Joseph K. Adlerstein sued Duane Morris in 2004 after he failed to receive $1.6 million of a $1.8 million settlement with his former company, SpectruMedix. He claimed the firm committed legal malpractice by failing to ensure the settlement agreement included some form of security in the event SpectruMedix didn't pay up.

The case, Adlerstein v. Duane Morris, was filed a year after Duane Morris sued Adlerstein for not paying more than half of his $480,000 legal bill. He had paid the firm $200,000 -- the only portion of the settlement with SpectruMedix he actually received.

Throughout the trial, Duane Morris had argued that it asked SpectruMedix and its then-new Chairman Ilan Reich for security but Reich refused.

Duane Morris' counsel, Nicholas M. Centrella of Conrad O'Brien Gellman & Rohn, said in court that it was Adlerstein's fault for walking away from an earlier settlement agreement that would have guaranteed $800,000 to be paid in five days.
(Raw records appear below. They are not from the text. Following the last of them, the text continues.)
PR #774, opened 2018-04-08
Arrow 0.7 War Room, day 2

pakoito:
Tasklist, prioritised (X means completed): https://pastebin.com/ptLHjwQu

## Code
 
- [x] Move invoke functions inside typeclasses
- [x] Make sure that all typeclass requirements are the first parameter in data types
- [ ] Make sure that all typeclasses are implemented as extfuns on Kind, except for the constructors
- [ ] All existing KDocs match their method signature
- [x] Get https://github.com/arrow-kt/arrow/pull/669 in
- [x]  2 spaces everywhere
- [x] Remove unnecessary labels this@blabla
- [ ] BONUS: Add KDocs at will
- [ ] BONUS IF YOU WANT TO MAKE PACO HAPPY: everything that's an expression body starts on the next line EXCEPT methods that start with `TYPECLASS.run {`. Those stay on the same line.
- [x] Relocate `Const` to avoid `free` dependencies on `optics` and `mtl` modules
 
## Docs
 
- [x] Redo the typeclass intro doc
- [x] Redo the glossary
- [ ] Write a section on Dependency Injection for new typeclass encodign
- [ ] List typeclasses available for platform types
- [x] All datatypes list the typeclasses they implement an instance for
- [ ] All typeclasses list the datatypes they're implemented for
- [x] Re-read all the typeclasses and see if they make sense with the new encoding
- [ ] Re-read all code examples in datatypes and see if they make sense with the new encoding
- [ ] Syntax sections only where necessary: Option, Either, Try, IO...
- [x] Review examples is Kleisli, as they apparently don't compile
- [ ] Add shapeless license?
- [ ] BONUS: List which module (core/data) each datatype belongs to
- [ ] BONUS: easy docs, i.e. ListK, MapK, SortedMapK
- [ ] BONUS: Docs on funKtionale helpers
- [x] Uberto's findings (COMPLETED): https://pastebin.com/kwbUEuDW

### DIFF
--- a/modules/docs/arrow-docs/docs/docs/datatypes/basic/README.md
+++ b/modules/docs/arrow-docs/docs/docs/datatypes/basic/README.md
@@ -1,0 +1,54 @@
+---
+layout: docs
+title: Basic Types
+permalink: /docs/datatypes/basic/
+---
+
+## Basic Types
+
+Arrow provides [typeclass]({{ '/docs/patterns/glossary/' | relative_url }}) instances for several platform types.
+These instances are available in the module `arrow-instances`.
+
+### Numbers
+
+- [`Show`]({{ '/docs/typeclasses/show/' | relative_url }})
+
+- [`Eq`]({{ '/docs/typeclasses/eq/' | relative_url }})
+
+- [`Order`]({{ '/docs/typeclasses/order/' | relative_url }})
+
+- [`Semigroup`]({{ '/docs/typeclasses/semigroup/' | relative_url }})
+
+- [`Monoid`]({{ '/docs/typeclasses/monoid/' | relative_url }})
+
+### String
+
+- [`Show`]({{ '/docs/typeclasses/show/' | relative_url }})
+
+- [`Eq`]({{ '/docs/typeclasses/eq/' | relative_url }})
+
+- [`Order`]({{ '/docs/typeclasses/order/' | relative_url }})
+
+- [`Semigroup`]({{ '/docs/typeclasses/semigroup/' | relative_url }})
+
+- [`Monoid`]({{ '/docs/typeclasses/monoid/' | relative_url }})
+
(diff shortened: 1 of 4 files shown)


modules/docs/arrow-docs/docs/docs/patterns/dependencyinjection/README.md
```diff
@@ -4,6 +4,479 @@ title: Dependency Injection
...
+
+We have the same benefits and pitfalls we had in methods inside a class.
+Once inside the `run` blocks, we're able to call all other scoped extension functions declared for the enclosing typeclass.
+This disambiguation only happens in one of the layers, who's responsible for the ambiguity in the first place!
+
+Cool, once we have all the pieces in place, explained and understood, let's mention one last use case: general dependency injection!
+
+## Using DI to inject any object
+
+Nnow that you know how to define new types to declare multiple dependencies, and add fields to prevent collision between typeclasses in the same hierarchy,
```
nomisRev: Now

modules/docs/arrow-docs/docs/docs/datatypes/basic/README.md
```diff
@@ -0,0 +1,54 @@
...
+
+- [`Eq`]({{ '/docs/typeclasses/eq/' | relative_url }})
+
+- [`Order`]({{ '/docs/typeclasses/order/' | relative_url }})
+
+- [`Semigroup`]({{ '/docs/typeclasses/semigroup/' | relative_url }})
+
+- [`Monoid`]({{ '/docs/typeclasses/monoid/' | relative_url }})
+
+### String
```
raulraja: We should probably think of a way to automate this since maintaining instances like this is going to become a pain and can send users the wrong message of certain instances not being available for certain data types.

He made a second mistake, Centrella had said, when he signed the agreement for the $1.8 million even after he allegedly knew there was no security.

Clifford E. Haines of Clifford E. Haines & Associates represented Adlerstein and argued in court that it was Duane Morris' duty to ensure security or advise Adlerstein that he might be making a bad decision by signing an agreement with no security.

The jurors came back with a 7-to-1 verdict in favor of Duane Morris. Haines said it was the seven women against the one male juror.

The attorneys did get a chance to talk to the jury after the verdict was given. Haines said the jurors seemed to feel that Adlerstein should have understood the terms of the agreement.

"They were troubled by the fact that Dr. Adlerstein had in fact signed the agreement," he said.

At the time of the story (this past February), Adlerstein's attorney was intent on filing appeals, so we may not have seen the end of this case, yet. But I can't find any additional updates online.